Restaurants’ standout performance isn’t the kind of good news economists like to tout in a healthy recovery. Despite improving unemployment levels and hiring rates, analysts see growth in low-paying service jobs masking trouble in better-paying sectors, including construction, manufacturing and white-collar professions like banking, accounting and law.

“I’m definitely concerned,’’ said Chris Lafakis, a Moody’s economist, who gave a “tepid thumbs up” to South Florida’s latest employment report. “The headline number looks good, but it’s discouraging not to see any growth in goods-producing industries.”

Broward actually saw its manufacturing industry begin to create jobs in 2012, with almost 3,000 new manufacturing positions added in March over the prior year. The four-month stretch of employment gains is the best for Broward manufacturing since the early 1990s.

But construction — a much bigger part of South Florida’s economy — continues its slide in both counties. Broward saw a loss of 2,800 jobs and Miami-Dade 2,000. The March numbers mean South Florida’s construction industry has been shedding jobs for four years and seven months. Employment is at about half what it was during the housing boom, amounting to a loss of about 62,000 construction jobs.

Gains in hospitality, healthcare and retail continued to drive the hiring recovery in March. Compared to a year ago, employers in Broward added 5,500 positions. In Miami-Dade, there were 23,400 new jobs.

Unemployment rates also showed progress. In Broward, the raw unemployment rate dropped from 7.9 percent to 7.5 percent, the lowest since December 2008. Miami-Dade’s seasonally adjusted rate showed unemployment at 10 percent in March, down from 10.3 percent in February. That’s the lowest since the summer of 2009. The federal Bureau of Labor Statistics will provide a seasonally adjusted unemployment rate for Broward and Florida’s other medium-sized counties later this month.

Florida saw the sharpest drop in its unemployment rate since the early 1990s, from 9.4 percent in February to 9 percent in March. The state added almost 11,000 jobs in March, about half of February’s gain.

Despite improving numbers, South Florida remains a rough place for job seekers. About 190,000 people are listed as unemployed in both counties. On Friday a pharmaceutical facility in Miami, PL Developments, disclosed mass layoffs, with 82 workers losing their jobs in June, according to state documents.

Improving unemployment rates are seen as feeding consumer confidence, which has been a boon to the dining and retail industries in recent years. A rebound in consumer spending helped bolster restaurant receipts shortly after the financial crisis ebbed in 2010. In July 2010, a tax Miami-Dade charges most mainland restaurants returned to record levels, after dropping 4 percent in 2008.

“Tourism has helped,’’ Robert Cruz, Miami-Dade’s economist, said of growing restaurant jobs. “But consumers are spending again. That’s why they’re more willing to go out to dinner.”

Broward’s restaurant industry isn’t large enough to get its own category in monthly job reports, but its hospitality sector accounted for 22 percent of the new jobs in March, behind retail and healthcare. In Miami-Dade, the restaurant industry’s two-plus years of hiring is second only to healthcare’s stunning record of flat or growing payrolls since June 2000.

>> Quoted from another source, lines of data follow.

PR #233, opened 2024-10-01
Rename SimpleVideoDecoder to VideoDecoder

scotts:
Renaming `SimpleVideoDecoder` to `VideoDecoder`. The rationale of "simple" was that we wanted an obvious entry point for users who were unfamiliar with video encoding structure. There will be many options on a full video decoder that are going to introduce concepts such users will not be familiar with. We now think we can provide reasonable defaults for all of those options, and those users can just as easily use the same class as power users.

### DIFF
--- a/.github/ISSUE_TEMPLATE/bug-report.yml
+++ b/.github/ISSUE_TEMPLATE/bug-report.yml
@@ -18,10 +18,10 @@ body:
       # All necessary imports at the beginning
       import torch
       import torchcodec
-      from torchcodec.decoders import SimpleVideoDecoder
+      from torchcodec.decoders import VideoDecoder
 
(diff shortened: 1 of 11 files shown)


NicolasHug (approved):
FYI there are 2 instances left:

```
~/dev/torchcodec (rename_simple) » git grep -ni SimpleVideoDecoder               nicolashug@nicolashug-fedora-PF2MM9CP
.github/ISSUE_TEMPLATE/bug-report.yml:21:      from torchcodec.decoders import SimpleVideoDecoder
.github/ISSUE_TEMPLATE/bug-report.yml:24:      decoder = SimpleVideoDecoder("path/to/video.mp4")  # Help! This fails!
```

Approving now to unblock as @ahmadsharif1 also shared his agreement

Pastry chef Mayde Montesano found herself jobless in November when her employer at the time, Miami Beach’s Kane Steakhouse, abruptly closed. On Friday, Monstesano was back at work at Juvia, where she spent part of the morning preparing a stylized Snickers bar that includes coconut-lime ice cream

“I love it so far,’’ the 49-year-old said during a break. She talked to six restaurants before settling on Juvia for her next job. Though pastry-chef slots were hard to find, Montesano said openings were plentiful in kitchens throughout South Beach “There were a lot for line cooks,’’ she said.

Juan Carlos Barrera, owner of downtown’s La Moon, said business has been brisk in recent years at the Colombian hot dog restaurant. Job applications? Not so much.

“This last year has been really hard to find workers,’’ he said. “Kitchen, management, deliveries, waitresses, hostessing — everything.”